Secondly, NONE of his lucky mates, have Twins with acute/silent Reflux and our Twins can still puke all over you at any given time. In fact, my daughter recently did a nice big milk puke while we were sat at that über cool Bar on South Beach where everyone is all “Hi, yeh, hi…look at my toned non-baby baring arse, tummy, 20-year-old thighs”… while they play anything from Cafe del Mar, to Dance music.
So, I sat there covered in my daughters puke and while The Captain laughed at me in this super cool/bar/cafe, wearing his annoying fucking Aviators (Top Gun has a lot to answer for, aside from Scientology) …. I pulled off my top and revealed a very skimpy vest top beneath. You gotta be prepared as a Mum of Twins after all …. even if it means layering your clothes to save space in the baby bag.
And you know what girls…. before the twins… I was one hot mutha (and in my mind, I always will be… even if I never was!). I have the confidence to knock any wanker off their feet that tells me I can’t do what I want, when I want or chose. I’m not saying I’m ANYTHING amazing. It’s the attitude of those arrogant bastard men, that I walk around with. I think I’m better!!! Wrong or right, who cares but i will never ever let my girl/boy destroy anyone on this kind of bullshit appearance crap. If you have faith & believe in yourself, let go of any potential “oooh… Im too fat/skinny/ugly/wotever” crap. If you feel great… live it. I do and I’m not an arrogant arse. I’ve just had so many years of fab therapy with someone who told me… “it’s not you, its them” + I’m not talking about Men. I cleaned the floor with any Man who tried to top me. The captain included. I love that. Anyhow, during the puking incident, The Captain laughs, then turns to me and says, “errr… babe… your boobs are very revealing in that top. Cover up?!” I didn’t of course …. his eyes we fixated. I want his eyes… RIGHT ON ME. I’m not putting that top on, even if Jesus suddenly appeared.
Anyhow, all of The Captains comments alone made me want to fucking hit him with Itchy’s new Havaiana flip flops in baby size 19 (yes, I bought my daughter some super cool flip-flops …. along with some sunnies, Baby Banz today).
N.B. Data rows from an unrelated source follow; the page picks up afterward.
PR #314, opened 2020-11-11
Simulate rewrite

cfauci:
Uses new genepred struct and has logic for exonFrames and multiple exons with non-coding sequence in between


simulate/simulate.go
```diff
@@ -121,168 +130,489 @@ func changeBase(originalBase dna.Base) dna.Base {
...
+				p += increment - 1
 			}
 		}
+
 	}
+	finalSequence = BaseExtToBases(newSequence)
+	return finalSequence
+}
 
+func CreateCodons(seq []BaseExt, gene *genePred.GenePred, exon int) []CodonExt {
```
rimangan, line 257: function documentation would be a good investment

rimangan (approved):
Looks great! Some documentation would help, and can the large blocks of commented code be removed?

simulate/simulate.go
```diff
@@ -121,166 +132,360 @@ func changeBase(originalBase dna.Base) dna.Base {
...
+	Sequence := make([]BaseExt, len(seq))
+	for i := 0; i < len(seq); i++ {
+		Sequence[i].Base = seq[i]
+		Sequence[i].SeqPos = i
+	}
+	return Sequence
+}
 
+//BaseExtToBases converts a slice of BaseExt to a slice of dna.Base
+func BaseExtToBases(seq []BaseExt) []dna.Base {
```
craiglowe, line 382: I think this is taking bases that have been added in any order, looks at the position in their struct, and then puts them back in order.  I am thinking that you might be using append(), when you could be sticking things directly where they need to be by making a slice of a given length ( whatever = make([]dna.Base, 100) ) and then placing bases (or anything else) directly in it using: whatever[i] = myBase

simulate/simulate.go
```diff
@@ -121,166 +132,360 @@ func changeBase(originalBase dna.Base) dna.Base {
...
+}
+
+//CodonExtsToCodons converts a slice of CodonExt to a slice of dna.Codon
+func CodonExtsToCodons(cE []CodonExt) []dna.Codon {
+	var codons []dna.Codon
+	var codon dna.Codon
+
+	for ext := 0; ext < len(cE); ext++ {
+		for c := 0; c < 3; c++ {
+			codon.Seq[c] = cE[ext].Seq[c].Base
```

So now, here’s the question for some of you Mums who want to kill your Partners before you go on holiday with them, and they utter those fucking annoying tomes “CHILL OUT”. Pack lots and lots and lots of Valium, unless you have the balls to smuggle other things in via certain orifices I can’t name for legal reasons. Then, arrive, book into the spa and spank that bastard Credit Card until it hurts him. I’m soo good at NOT doing that, but my word, recently…. It’s the only place that seems to hurt him/any man.
Our new place of destination is, Bali. My new friend/girl crush, Parental Parody, if you are reading this…. any advice/suggestions on how NOT to harm my hubby (or his family…. who I will never match or be above) would be much appreciated and noted.
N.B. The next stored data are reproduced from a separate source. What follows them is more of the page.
PR #316, opened 2020-11-12
clean fastq tests and fix bug in umi

craiglowe:
I was cleaning up some tests in the fastq package and I think I stumbled on a bug in extracting UMIs from TenX reads.  One thing to note is that right now we are expecting a 6 bp UMI, but it seems like most people are currently talking about 10bp UMI's from TenX.  We would need to add an option to handle these cases, which may be most cases going forward.

### DIFF
--- a/fastq/tenXGenomics.go
+++ b/fastq/tenXGenomics.go
@@ -37,9 +37,10 @@ func NextSeq(fwdReader *fileio.EasyReader, revReader *fileio.EasyReader) (*Linke
 //2) Next 6 bases is a 6 base Umi
 //3) finally adaptors and genomic sequence
 //TODO: consider trimming off adapter sequences too
+//TODO: it looks like tenX is now using a 10bp UMI, maybe an option to handle that is needed?
 func FastqPairLinked(fqPair *PairedEnd) *LinkedRead {
-	tenXG := LinkedRead{Fwd: nil, Rev: fqPair.Rev, Bx: GetBarcode(fqPair.Fwd, 0, 16), Umi: GetBarcode(fqPair.Fwd, 17, 23)}
-	tenXG.Fwd = TrimFastq(fqPair.Fwd, 24, len(fqPair.Fwd.Seq))
+	tenXG := LinkedRead{Fwd: nil, Rev: fqPair.Rev, Bx: GetBarcode(fqPair.Fwd, 0, 16), Umi: GetBarcode(fqPair.Fwd, 16, 22)}
+	tenXG.Fwd = TrimFastq(fqPair.Fwd, 22, len(fqPair.Fwd.Seq))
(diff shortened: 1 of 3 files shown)


edotau:
Hmmm I have to take a closer look. This is specific to the 10x Linked-Reads-Whole genome and based on that library construct. I don't think this was intended for the single cell construct.

fastq/tenXGenomics.go
```diff
@@ -37,9 +37,10 @@ func NextSeq(fwdReader *fileio.EasyReader, revReader *fileio.EasyReader) (*Linke
 //2) Next 6 bases is a 6 base Umi
 //3) finally adaptors and genomic sequence
 //TODO: consider trimming off adapter sequences too
+//TODO: it looks like tenX is now using a 10bp UMI, maybe an option to handle that is needed?
```
edotau, line 40: I agree with changing 17 to 16, but not 22 to 24. But to my understand the linked construct is (16+6+128=150)

craiglowe: I don't think there is a 22 -> 24 change being proposed, but maybe I am not seeing it right now.  Did you mean 24 -> 22?  The 24 -> 22 change (old line 42, new line 43) is because I am thinking that the barcode + umi is 22 bases (16+6=22), so the 23rd base is index 22 (zero based).
There are three changes I am proposing:
1) 17 -> 16 for the start of the UMI (inclusive)
2) 23 -> 22 for the end of the UMI (not inclusive)
3) 24 -> 22 for the start of the non-barcode, non-umi read (inclusive)
I am not an expert in the TenX tech, but I think we are on the same page with the first 16 being barcode and the next 6 being the UMI.  I think we just need to make sure we align on the same starts and stops to have the computer parse out the bases we want.

craiglowe (commented):
Quick response to comment.

fastq/tenXGenomics.go
edotau: Yes, I think I wrote that flipped. I think in my head I thought that was changing the 6bp UMI to 10 bp, but now that I look at the math again I think the 16+6 = 22 is right.

Ok I am on board for the changes, but maybe the comment on line 40 should change to say something like this is for 10x linked read and not single cell 10x libraries.

We can certainly do something like pass in 6 or 10 bp for the UMI, but I think in order to avoid confusion the LinkedRead struct should be then renamed to something like TenXReads{} (or something a long that line)

craiglowe (commented):
Expanded on TODO comment concerning scRNA-seq data from 10x.

edotau (approved):
Perfect, thanks!

DanielSnellings (approved):

cfauci (approved):

PR #317, opened 2020-11-13
New simulateVCF with bounded rejection sampling

rimangan:


popgen/afsSimulate.go
```diff
@@ -31,22 +31,21 @@ func SimulateAFS(alpha float64, n int, k int) AFS {
...
-	var freq, r float64
-	var count int
-	var RightBound float64 = 1.0 - AlleleFrequencyBound
+	var maxIteration int = 10000
+	var r, x float64
+	var count, i int
 
-	//stepSize is the function support divided by the number of bins
-	stepSize := (RightBound-AlleleFrequencyBound)/float64(len(binHeights))
+	bound := numbers.ScaledBetaSampler(0.001, 0.5, 5000)
```
craiglowe, line 40: I played around with this code a little bit over the last few days and it seems like this function (at very small x values) bounds the f function in the sense that bound(x) >= f(x) for all x, but for the small x values bound(x) == f(x) == +Infinity.  This is not really the bounding behavior we are hoping for, but I don't think there is an easy way around it since f(x) goes to infinity and I am not sure of an easy way to deal with it in log space.  I think it is not a big deal because the x (allele freq in population) is so small that it never appears in the samples from the population.

craiglowe (approved):
Looks great!

cfauci (approved):

edotau (approved):
Excellent!

To satisfy my curiosity, what is the benefit of returning func() (float64, float64) vs return (float64, float64) ?

PR #320, opened 2020-11-18
0^0 should return 0 == log(1)

craiglowe:
small bug in power calc for 0^0


rimangan (approved):
Great catch!

cfauci (approved):

edotau (approved):
Great! Basic math

PR #321, opened 2020-11-23
Vcf Lift with Reference Fasta

rimangan:


cmd/lift/lift.go
```diff
@@ -27,6 +39,24 @@ func lift(chainFile string, inFile string, outFile string) {
 			log.Fatalf("Multiple overlaps???")
 		}
 		i.UpdateLift(interval.LiftIntervalWithChain(overlap[0].(*chain.Chain), i))
+		//special check for lifting over VCF files
+		if faFile != "" {
+			//faFile will be given if we are lifting over VCF data.
```
craiglowe, line 44: Do we need a check for this to ensure we get an error if an fa is given with a non-vcf, or if a vcf is given without an fa?

cmd/lift/lift.go
```diff
@@ -27,6 +39,24 @@ func lift(chainFile string, inFile string, outFile string) {
...
+			currVcf = i.(*vcf.Vcf)
+
+			//first question: does the "Ref" match the destination fa at this position.
+			if fasta.QuerySeq(records, currVcf.Chr, int(currVcf.Pos - 1), dna.StringToBases(currVcf.Ref)) {
+				//second question: does the "Alt" also match. Can occur in corner cases such as Ref=A, Alt=AAA. Currently we don't invert but write a verbose log print.
+				if fasta.QuerySeq(records, currVcf.Chr, int(currVcf.Pos - 1), dna.StringToBases(currVcf.Alt)) && Verbose > 0 {
```
craiglowe, line 50: This looks like it only works with bi-allelic sites.  Is there a check for that somewhere that gives an error to the user?

craiglowe (commented):
I know this is a work in progress, but I took a look through and had two very small comments

cmd/lift/lift.go
edotau: What is the reasoning for restricting this to only bi-allelic sites?

bed/methods.go
```diff
@@ -48,7 +48,7 @@ func (b BedSlice) Write(file string) {
 
 func (b *Bed) WriteToFileHandle(file *fileio.EasyWriter) {
 	//TODO: write max fields that are non-nil?
-	WriteToFileHandle(file, b, 7)
```
cshoben, line 51: Why was it "7" before?

fasta/compare.go
```diff
@@ -60,3 +60,15 @@ func SortByName(seqs []*Fasta) {
...
+
+//QuerySeq takes in a slice of fastas and a position (name and index) and returns true if a query sequence of bases matches the fasta at this position.
+func QuerySeq(records []*Fasta, chr string, index int, query []dna.Base) bool {
+	chrIndex := GetChromIndex(records, chr)
+	return dna.CompareSeqsIgnoreCaseAndGaps(query, records[chrIndex].Seq[index:index+len(query)]) == 0
+}
+
+
+
+
```
DanielSnellings, line 74: go fmt?

DanielSnellings (approved):

bed/methods.go
rimangan: The Bed format has a number of optional fields after the main positional information which may or may not be initialized in the data structure. The old version of WriteToFileHandle specifies the number of fields to write as a hardcoded number but here we actually check how many fields are initialized in the struct (I added a Fields component to the Bed struct to track this) so we can have a more flexible write function.

bed/bed.go
```diff
@@ -21,6 +21,7 @@ type Bed struct {
 	Name       string
 	Score      int64
 	Strand     bool
+	Fields int
```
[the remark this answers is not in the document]
rimangan: None I think.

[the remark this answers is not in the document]
DanielSnellings: Sweet

DanielSnellings (dismissed):

cfauci (approved):

cmd/lift/lift.go
```diff
@@ -18,30 +28,96 @@ func lift(chainFile string, inFile string, outFile string) {
...
+			i.WriteToFileHandle(un)
+		} else {
+			//DEBUG: interval.PrettyPrint(i)
+			i.UpdateLift(interval.LiftIntervalWithChain(overlap[0].(*chain.Chain), i))//now i is 1-based and we can assert VCF.
+			//DEBUG: interval.PrettyPrint(i)
+			//special check for lifting over VCF files
+			if faFile != "" {
+				//faFile will be given if we are lifting over VCF data.
+				currVcf = i.(*vcf.Vcf)
+				if utf8.RuneCountInString(currVcf.Ref) > 1 {
```
craiglowe, line 71: Do we also need to check Alt?  I see the log fatal says we don't handle indels (which is fine), but I am picture the ref is A and the alt is ACGT, which I don't think get caught by this check, even though it is an indel

cmd/lift/lift.go
```diff
@@ -18,30 +28,96 @@ func lift(chainFile string, inFile string, outFile string) {
...
+				}
+			}
+			i.WriteToFileHandle(out)
 		}
-		i.UpdateLift(interval.LiftIntervalWithChain(overlap[0].(*chain.Chain), i))
-		i.WriteToFileHandle(out)
 	}
 }
 
+//minMatchPass returns true if the interval/chain has over a 95 percent base match, false otherwise.
```
craiglowe, line 96: Should 95 be changed to minMatch?

interval/lift.go
```diff
@@ -11,3 +17,95 @@ type Lift interface {
...
+	answer := make(chan Lift, 1000)
+	go ReadToLiftChan(inputFile, answer)
+	return answer
+}
+
+func ReadToLiftChan(inputFile string, send chan<- Lift) {
+	// How the file is read is dependent on the file extension
+	filetype := path.Ext(inputFile)
+
+	if filetype == ".gz" {
```
craiglowe, line 32: This is cool.  Seems like it could be useful other places.  Maybe in the future we could have a standard function in fileio that takes a filename and returns the type?

interval/lift.go
```diff
@@ -11,3 +17,95 @@ type Lift interface {
...
+	var currPos int = c.TStart//starting with strand +/+ case for now.
+	if !c.TStrand {
+		log.Fatalf("Please format chain files for lift with the target in the positive strand.")
+	}
+	for j := 0; j < len(c.Alignment); j++ {
+		match += matchOverlapLen(currPos, currPos + c.Alignment[j].Size, i.GetChromStart(), i.GetChromEnd())
+		currPos += c.Alignment[j].Size
+		dT += matchOverlapLen(currPos, currPos + c.Alignment[j].TBases, i.GetChromStart(), i.GetChromEnd())
+		if matchOverlapLen(currPos, currPos + c.Alignment[j].TBases, i.GetChromStart(), i.GetChromEnd()) > 0 {
+			dQ += c.Alignment[j].QBases//this handles a special case where both TBases and QBases are non-zero, as in competing non-aligned bases are present at the same location in target and query.
```
craiglowe, line 101: Minor comment, but these long comment lines can sometimes be a little difficult to read.  Might be good to break it into multiple lines

craiglowe (commented):
Great Work

cmd/lift/lift.go
```diff
@@ -18,30 +28,96 @@ func lift(chainFile string, inFile string, outFile string) {
...
+	un := fileio.EasyCreate(unMapped)
+	defer un.Close()
+
+	var records []*fasta.Fasta
+	var currVcf *vcf.Vcf
+	var a, b float64
+
+	if faFile != "" {
+		if !vcf.IsVcfFile(inFile) {
+			log.Fatalf("Fasta files should be provided when lifting VCF files. inFile is not a valid VCF file and must end in either .vcf or .vcf.gz.")
```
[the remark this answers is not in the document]
rimangan: In this case, Fa is provided but we are not lifting a VCF, so the fasta is unnecessary. This throws an error in this case. I have clarified the language in the next commit.

cmd/lift/lift.go
```diff
@@ -18,30 +28,96 @@ func lift(chainFile string, inFile string, outFile string) {
...
+
 	//second task, read in intervals, find chain, and convert to new interval
 	inChan := interval.GoReadToLiftChan(inFile)
 	var overlap []interval.Interval
 	for i := range inChan {
-		overlap = interval.Query(tree, i, "any")
+		overlap = interval.Query(tree, i, "any")//TODO: verify proper t/q contains
 		if len(overlap) > 1 {
-			log.Fatalf("Multiple overlaps???")
+			fmt.Fprintf(un, "Record below maps multiple chains:\n")
```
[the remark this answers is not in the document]
rimangan: yep

cmd/lift/lift.go
```diff
@@ -18,30 +28,96 @@ func lift(chainFile string, inFile string, outFile string) {
...
+			i.WriteToFileHandle(un)
+		} else if len(overlap) == 0 {
+			fmt.Fprintf(un, "Record below has no ortholog in new assembly:\n")
+			i.WriteToFileHandle(un)
+		} else if !minMatchPass(overlap[0].(*chain.Chain), i, minMatch) {
+			a, b = interval.MatchProportion(overlap[0].(*chain.Chain), i)
+			fmt.Fprintf(un, "Record below fails minMatch with a proportion of %f:\n", numbers.MinFloat64(a, b))
```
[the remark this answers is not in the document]
rimangan: great idea! Fixed in next commit

interval/lift.go
rimangan: yes I think this should be reworked in the future for a more general solution that switches on type, as you said

LCBartelt (approved):

craiglowe (approved):
Great work!  Thanks for thinking about all the comments!

DanielSnellings (approved):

I’m sure we will all have a swell time together. Me, the Twins, in-laws & extra family joining us. Can’t bloody wait. Joy.
ps. YES IM FUCKING UNGRATEFUL but… I’ve had terrible insomnia again girls and its killing my writing buzz (which is the only thing keeping me sane on this Island, that is Hong Kong). Shame…. I still see myself back in freezing, shitty cold, taxing London. But at least, I was never alone.